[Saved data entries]
PR #460, opened 2021-04-22
Fix/modal initial focus and width

aappoalander:
## Description
This PR fixes Modal component initial focus to be in the heading instead of the first tabbable element unless a specific element ref is provided for focusing after opening the Modal. In addition, this PR introduces changes to styles so, that it's easier to modify the size of the Modal without relying on implementation details.

Now it's possible to use `<Modal className="custom-modal"` with `.fi-modal.custom-modal.custom-modal { width: '1000px'` and `.fi-modal--smallScreen.custom-modal.custom-modal { width: '100%'`.

## Related Issue
Changes are based on feedback from stakeholders and accessibility testing.

## Motivation and Context
Modal contents other than confirm buttons were not communicated for screen reader users in a proper manner. Having initial focus on the title should resolve the issue.

It was also difficult to customize the modal size due to style structure and css specificity issues. With restructured styles things should now be more simple. 

## How Has This Been Tested?
Tested with Styleguidist build, CRA TS project, SSR test app
- MacOS and VoiceOver using Safari, Chrome, Firefox and Edge
- Android and TalkBack using Chrome

## Release notes
- Modal
 - **Breaking change:** custom className is now passed onto outermost content container instead of component root
 - Initial focus is now in title

### DIFF
--- a/src/core/Modal/Modal/Modal.tsx
+++ b/src/core/Modal/Modal/Modal.tsx
@@ -17,7 +17,7 @@ export interface ModalProps
   extends Omit<HtmlDivProps, 'children' | 'className' | 'title' | 'ref'> {
   /** Show or hide the modal */
   visible: boolean;
-  /** Modal container div class name for custom styling. */
+  /** Modal container div classname for custom styling. */
   className?: string;
   /** Children */
   children: ModalContent | ModalFooter | ReactNode;
@@ -74,8 +74,9 @@ const {
 
 export const baseClassName = 'fi-modal';
 const modalClassNames = {
-  noPortal: `${baseClassName}--no-portal`,
   smallScreen: `${baseClassName}--small-screen`,
+  base: `${baseClassName}_base`,
+  noPortal: `${baseClassName}_base--no-portal`,
   overlay: `${baseClassName}_overlay`,
   contentContainer: `${baseClassName}_content-container`,
   content: `${baseClassName}_content`,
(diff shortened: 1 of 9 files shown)


src/core/Modal/Modal/Modal.tsx
```diff
@@ -255,6 +256,7 @@ class BaseModal extends Component<ModalProps> {
     const {
       visible,
       id,
+      propClassName,
```
ketsappi, line 259: Could we think some more describing name for this `propClassName` to explain it's purpose?
As it does not have JSDoc where to check what it does.

aappoalander: What would be more descriptive name? This the className prop provided by the user, but as it is not passed onto the outermost element in the Base component, it needs to be renamed. The Modal component cannot pass className prop to StyledModal, because it would result styled components to add it's own 'hidden' classNames to it. Then the 'hidden' classNames would not end up to the outermost div and styles would break.

The other way would be to use InternalModalProps and have the prop there, but in my opinion it was less elegant solution - this is debatable of course.

ketsappi: Based on that explanation, it might hard to give it a describing name. Then the less elegant internal props idea might be good; to have that long explanation for it.
The `Internal*Props` seems to be used in quite many other components so it might be a viable solution.

aappoalander: Sure, I can add internal props. Just seemed too much additional boilerplate in my opinion, but if the purpose of the prop is not clear from the naming, it's probably needed.

aappoalander: Added internal props with explanation.

ketsappi (approved):

LJKaski (dismissed):
Looks good! Good work :)

ketsappi (approved):

PR #461, opened 2021-04-23
[Fix] Form element status accessibility

LJKaski:
## Description
This PR makes status text an aria-live region, so screen reader users get information of status changes immediately. It also implements this change into form components using StatusText.

## Motivation and Context
The lack of information about component status changes was something that has come up in the recent accessibility clinics and needed to be addressed.

## How Has This Been Tested?
Tested with NVDA + chrome + FF and Talkback + Chrome.

### TextInput, TextArea, Checkbox, SearchInput
* Status text now has `aria-live="assertive"` by default. This can be changed via `statusTextAriaLiveMode` prop.

### DIFF
--- a/src/core/Form/StatusText/StatusText.test.tsx
+++ b/src/core/Form/StatusText/StatusText.test.tsx
@@ -10,6 +10,10 @@ describe('props', () => {
       const { container } = render(<StatusText>Test text</StatusText>);
       expect(container.firstChild).toHaveTextContent('Test text');
     });
+    it('renders element even without content', () => {
+      const { container } = render(<StatusText />);
+      expect(container.children.length).toEqual(1);
+    });
   });
 
   describe('id', () => {
--- a/src/core/Form/StatusText/StatusText.test.tsx
+++ b/src/core/Form/StatusText/StatusText.test.tsx
@@ -38,6 +38,24 @@ describe('props', () => {
       expect(container.firstChild).toHaveClass('fi-status-text--error');
     });
   });
+
+  describe('aria-live', () => {
+    it('should have the specified aria-live attribute', () => {
+      const { container } = render(
+        <StatusText ariaLiveMode="assertive">Test text</StatusText>,
+      );
+      expect(container.firstChild).toHaveAttribute('aria-live', 'assertive');
+    });
+
+    it('should not have aria-live attribute when disabled', () => {
+      const { container } = render(
+        <StatusText disabled ariaLiveMode="assertive">
+          Test text
+        </StatusText>,
+      );
+      expect(container.firstChild).not.toHaveAttribute('aria-live');
+    });
+  });
 });
 
 test(
--- a/src/core/Form/StatusText/StatusText.test.tsx
+++ b/src/core/Form/StatusText/StatusText.test.tsx
@@ -44,7 +44,7 @@ describe('props', () => {
   });
 
   describe('aria-live', () => {
-    it('should have aria-live=assertive as default even when empty', () => {
+    it('should have given aria-live attribute even when empty', () => {
       const { container } = render(<StatusText ariaLiveMode="assertive" />);
       expect(container.firstChild).toHaveAttribute('aria-live', 'assertive');
     });
--- a/src/core/Form/StatusText/StatusText.test.tsx
+++ b/src/core/Form/StatusText/StatusText.test.tsx
@@ -10,11 +10,6 @@ describe('props', () => {
       const { container } = render(<StatusText>Test text</StatusText>);
       expect(container.firstChild).toHaveTextContent('Test text');
     });
-
-    it('is null when no children given', () => {
-      const { container } = render(<StatusText />);
-      expect(container.firstChild).toEqual(null);
-    });
   });
 
   describe('id', () => {
@@ -41,13 +36,6 @@ describe('props', () => {
         <StatusText status="error">Test text</StatusText>,
       );
       expect(container.firstChild).toHaveClass('fi-status-text--error');
-    });
-  });
-
-  describe('disabled', () => {
-    it('is null when disabled', () => {
-      const { container } = render(<StatusText disabled>Test text</StatusText>);
-      expect(container.firstChild).toEqual(null);
     });
   });
 });
--- a/src/core/Form/StatusText/StatusText.test.tsx
+++ b/src/core/Form/StatusText/StatusText.test.tsx
@@ -44,20 +44,24 @@ describe('props', () => {
   });
 
   describe('aria-live', () => {
-    it('should have the specified aria-live attribute', () => {
-      const { container } = render(
-        <StatusText ariaLiveMode="assertive">Test text</StatusText>,
-      );
+    it('should have aria-live=assertive as default even when empty', () => {
+      const { container } = render(<StatusText ariaLiveMode="assertive" />);
       expect(container.firstChild).toHaveAttribute('aria-live', 'assertive');
     });
+    it('should have the specified aria-live attribute', () => {
+      const { container } = render(
+        <StatusText ariaLiveMode="polite">Test text</StatusText>,
+      );
+      expect(container.firstChild).toHaveAttribute('aria-live', 'polite');
+    });
 
-    it('should not have aria-live attribute when disabled', () => {
+    it('aria-live should be off when disabled', () => {
       const { container } = render(
         <StatusText disabled ariaLiveMode="assertive">
           Test text
         </StatusText>,
       );
-      expect(container.firstChild).not.toHaveAttribute('aria-live');
+      expect(container.firstChild).toHaveAttribute('aria-live', 'off');
     });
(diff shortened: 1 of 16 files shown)


src/utils/aria.ts
```diff
@@ -5,6 +5,8 @@ export const ariaLabelOrHidden = (ariaLabel?: string) =>
     ? { 'aria-label': ariaLabel, role: 'img' }
     : { 'aria-hidden': true };
 
+export type ariaLiveModes = 'assertive' | 'polite' | 'off';
```
aappoalander, line 8: We should probably name types using these conventions: https://basarat.gitbook.io/typescript/styleguide#type

And should use PascalCase for these?

src/core/Form/StatusText/StatusText.test.tsx
```diff
@@ -10,11 +10,6 @@ describe('props', () => {
       const { container } = render(<StatusText>Test text</StatusText>);
       expect(container.firstChild).toHaveTextContent('Test text');
     });
-
-    it('is null when no children given', () => {
```
aappoalander, line 14: Should there still be a test to check that it renders correctly even without children?

src/core/Form/StatusText/StatusText.test.tsx
```diff
@@ -43,13 +38,6 @@ describe('props', () => {
       expect(container.firstChild).toHaveClass('fi-status-text--error');
     });
   });
-
-  describe('disabled', () => {
-    it('is null when disabled', () => {
```
aappoalander, line 48: Same here, maybe we should check that the aria live is not enabled when a component is disabled?

src/core/Form/StatusText/StatusText.tsx
```diff
@@ -24,10 +24,17 @@ export interface StatusTextProps extends HtmlSpanProps {
...
 const StyledStatusText = styled(
-  ({ className, children, status, ...passProps }: StatusTextProps) => (
+  ({
+    className,
+    children,
+    disabled,
+    status,
+    ...passProps
+  }: StatusTextProps) => (
     <HtmlSpan
```
aappoalander, line 34: I would check here if the disabled prop is true and remove aria-live if not needed.

src/utils/aria.ts
ketsappi: So the suggested type would be after changes like this, if I'm on the same line:
`export type AriaLiveMode = 'assertive' | 'polite' | 'off';`

- Using PascalCase
- No plural in name

src/core/Form/StatusText/StatusText.tsx
```diff
@@ -24,10 +24,17 @@ export interface StatusTextProps extends HtmlSpanProps {
 }
```
ketsappi, line 25: ### This might be over abstraction and not needed

As the same `statusTextAriaLiveMode` and `statusText` prop is repeated over and over what about if we change it to separate type?

```tsx
// src/core/Form/types.ts
export interface StatusText {
  /** Status text to be shown below the component and hint text. Use e.g. for validation error */
  statusText?: string;

  /** Aria-live mode for the status text element
   * @default assertive
   */
  statusTextAriaLiveMode?: ariaLiveModes;
}
```

Then just extending that type instead, `SearchInput` as an example:
```tsx
// src/core/Form/SearchInput/SearchInput.tsx
export interface SearchInputProps
  extends Omit<
      HtmlInputProps,
      | 'type'
      | 'disabled'
      | 'onChange'
      | 'children'
      | 'onClick'
      | 'value'
      | 'defaultValue'
    >,
    StatusText {
	//...
}
```

aappoalander: I think that's a good idea. Assuming it fits all use cases, which in this case I think it does. Should not be too big of a task to change. But I think we still need to export the granular types like AriaLiveMode as well.

src/utils/aria.ts
LJKaski: Already changed it to PascalCase, but will remove the plural too.

src/core/Form/StatusText/StatusText.tsx
LJKaski: I like the idea as well. Maybe a thing for a separate ticket just to keep things clean on that front?

aappoalander: Fits here as well in my opinion. Would save a round of testing without affecting issues scope much. But up to author to decide.

LJKaski: That's fine as well :) I'll do it while I'm at it.

src/utils/aria.ts
```diff
@@ -5,6 +5,8 @@ export const ariaLabelOrHidden = (ariaLabel?: string) =>
     ? { 'aria-label': ariaLabel, role: 'img' }
     : { 'aria-hidden': true };
 
+export type AriaLiveMode = 'assertive' | 'polite' | 'off';
+
```
ketsappi, line 9: Nitpicking here, but as this is not an util it could be located to `src/core/Form/types.ts`

_On the other end, filename `types.ts` is also somehow misleading when the `interface StatusTextCommonProps` was added. But interface and type declarations seems to close in TypeScript so maybe we can live with this._

src/utils/aria.ts
LJKaski: Should now be in order.

src/core/Form/StatusText/StatusText.test.tsx
LJKaski: Added a test for this.

src/core/Form/StatusText/StatusText.test.tsx
LJKaski: This is now tested.

src/core/Form/StatusText/StatusText.tsx
LJKaski: This should now work as described.

src/core/Form/StatusText/StatusText.tsx
LJKaski: Implemented as `StatusTextCommonProps` interface.

src/utils/aria.ts
LJKaski: Moved the type to types.ts

src/core/Form/StatusText/StatusText.test.tsx
aappoalander: I'm wondering how we should handle this. It might be safer to keep aria-live attribute in DOM always when status text component is used. When there is no content, live mode should be off and same goes with disabled. Possible values are off, polite or assertive. This test should also check that the attribute exists rather than just checking there is children present.

src/core/Form/StatusText/StatusText.tsx
aappoalander: Reconsidering this to use `aria-live="off"` only when set with props or when component is disabled. Otherwise it should be always on, even when there is no content.

src/core/Form/StatusText/StatusText.test.tsx
aappoalander: See other comments for better explanation, but I think we should always keep aria-live attribute in DOM.

src/core/Form/StatusText/StatusText.tsx
LJKaski: That might be a better option. Not sure how differently the approaches would work in practice, but this one should be a cleaner solution at least 👍

src/core/Form/StatusText/StatusText.test.tsx
LJKaski: When there's no content, I don't see why it should be off. The way I think about it is that having an empty region with assertive aria-live mode means that it is ready to read out loud whatever content it gets. Turning it off while waiting for content doesn't really accomplish anything in my opinion. And for the test, do you mean we should add a test to check if an empty element has the aria-live attribute as well?

src/core/Form/StatusText/StatusText.tsx
LJKaski: It should now be 'off' when the element is disabled and on with the given mode in other cases - even when empty.

src/core/Form/StatusText/StatusText.test.tsx
LJKaski: Added tests to see that the element has an aria-live attribute even when empty and that the mode is 'off' when the element is disabled.

src/core/Form/StatusText/StatusText.test.tsx
LJKaski: Commented elsewhere. Should now be fixed.

ketsappi (approved):

ketsappi (approved):
Tested again after the rebase. Seems to work as intended.
Small hiccups with the Brave browser with aria-live as discussed elsewhere but we are not able to effect that.

aappoalander (approved):

PR #463, opened 2021-04-30
Feature/update deps

aappoalander:
## Description
Update dependencies to latest or latest supported version without conflicts. Including major updates to Reach UI (and related styles) and Husky. Minor updates and patches for tooling, types and other dependencies. 

## Related Issue
This upgrade should fix an existing iOS bug and some security issues with transitive dependencies.

Closes #
(potentially, needs further testing)
SFIDS-357
SFIDS-364

## Motivation and Context
Security needs to be up-to-date and keeping dependencies otherwise in the latest available version distributes updating tasks more evenly.

## How Has This Been Tested?
Tested with styleguidist, CRA TS and SSR projects using Chrome, Safari and Edge on MacOS and Safari on iOS.

## Release notes
- **Breaking changes:** Reach-ui peer dependency versions upgraded.


ketsappi (approved):
It now seems possible to use Dropdown with iOS VoiceOver as it should be.

ketsappi (approved):

PR #467, opened 2021-05-12
[Fix] Modal focus lock portals and React 17 support

aappoalander:
## Description
This PR replaces current Modal implementation with react-modal under the hood. This change was required to support React 17 and components using portals inside modal.

In addition, this PR fixes focus styles for modal title.

Doing this change has some side-effects :
- React-modal focus lock does not consider "non visible" components to be focusable which rules out the use of certain styles used elsewhere in the library, e.g. containing a focusable element in display: inline element leaves the component outside tab order. These should be fixed separately from this issue.
- Modal is now always rendered into portal
- passProps are no longer supported and ModalPros no longer extends div props.

## Motivation and Context
Focus lock didn't work well with React 17 and there is no timeline for a fix. Other low-level solutions did not support rendering into portals in a suitable way for library implementation. The only viable solution was to switch to higher level solution like react-modal. Implementing all from scratch would have been too much work and too much maintenance burden.

## How Has This Been Tested?
Tested using Styleguidist, CRA-TS project and SSR-application. Testing with Win, MacOS, Android and iOS using Chrome, Edge, Safari, Firefox, VoiceOver, NVDA and TalkBack

## Release notes
- Refactor Modal to use react-modal under the hood
- Fix ModalTitle focus styles
- **Breaking changes**: These changes can be considered braking for beta releases
  - props no longer extend div props
  - usePortal prop is removed
  - style and appElementId props added


src/core/Modal/Modal/Modal.tsx
```diff
@@ -1,24 +1,23 @@
...
 
 export type ModalVariant = 'smallScreen' | 'default';
 
-export interface ModalProps
-  extends Omit<HtmlDivProps, 'children' | 'className' | 'title' | 'ref'> {
+export interface ModalProps {
   /** Show or hide the modal */
   visible: boolean;
+  /** Application root element id for setting aria-hidden when necessary */
+  appElementId?: string;
```
aappoalander, line 16: Should this prop be mandatory? Implementation breaks if it's empty, but there is a test before passing it to the underlying react-modal. Might make testing more difficult if this is changed to mandatory.

ketsappi: I would vote for it to be mandatory, as we should guide the usage of the component with the props.
It's unfortunate if testing will then come more difficult, but hopefully there is another way to have it tested.

aappoalander: Our tests should mostly already support this, I was referring to testing when using this component in projects.

aappoalander: This is now mandatory prop. However, there is still a truthy check before applying it, because things break silently and more badly if appElement id has a bad value.

aappoalander: And now there is also a runtime check for the prop and a logger.error if the prop is not truthy.

ketsappi (dismissed):

LJKaski (dismissed):
Seems to work as it should :)

LJKaski (approved):

PR #130, opened 2023-04-17
feat: update react playground demo

raed667:
Update the React demo to use `react-router-dom` 

- Split the logic into separate Home/Product pages for easier reading.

## Assignment:
Return all lines from the entries that contain the string "visible".

## Solution to the exercise:
   visible: boolean;
       visible,
- React-modal focus lock does not consider "non visible" components to be focusable which rules out the use of certain styles used elsewhere in the library, e.g. containing a focusable element in display: inline element leaves the component outside tab order. These should be fixed separately from this issue.
   visible: boolean;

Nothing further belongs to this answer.